PR #360, opened 2026-07-23
fix(service_bot): route online retries through the release path; extract shared deploy atom

totalfrank:
## Problem

PR #341 fixed the online-release **gate** (a rolled-back-then-re-promoted record no longer skips its release), but the same `is_online_release_recorded` predicate was also consulted by **retry** to choose BaaS-restart vs re-running the release. Those are different questions: the retry decision turned on shared-bot *liveness* — the wrong axis for "does the release work still need to run" — so an online retry could take a recovery path that didn't match what actually failed.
══════
> [Exercise prompt]: Could you copy exactly the lines from the one containing "fix(service_bot): route online" through the end of the records above, and nothing more?

> [Task output]:
fix(service_bot): route online retries through the release path; extract shared deploy atom

totalfrank:
## Problem

PR #341 fixed the online-release **gate** (a rolled-back-then-re-promoted record no longer skips its release), but the same `is_online_release_recorded` predicate was also consulted by **retry** to choose BaaS-restart vs re-running the release. Those are different questions: the retry decision turned on shared-bot *liveness* — the wrong axis for "does the release work still need to run" — so an online retry could take a recovery path that didn't match what actually failed.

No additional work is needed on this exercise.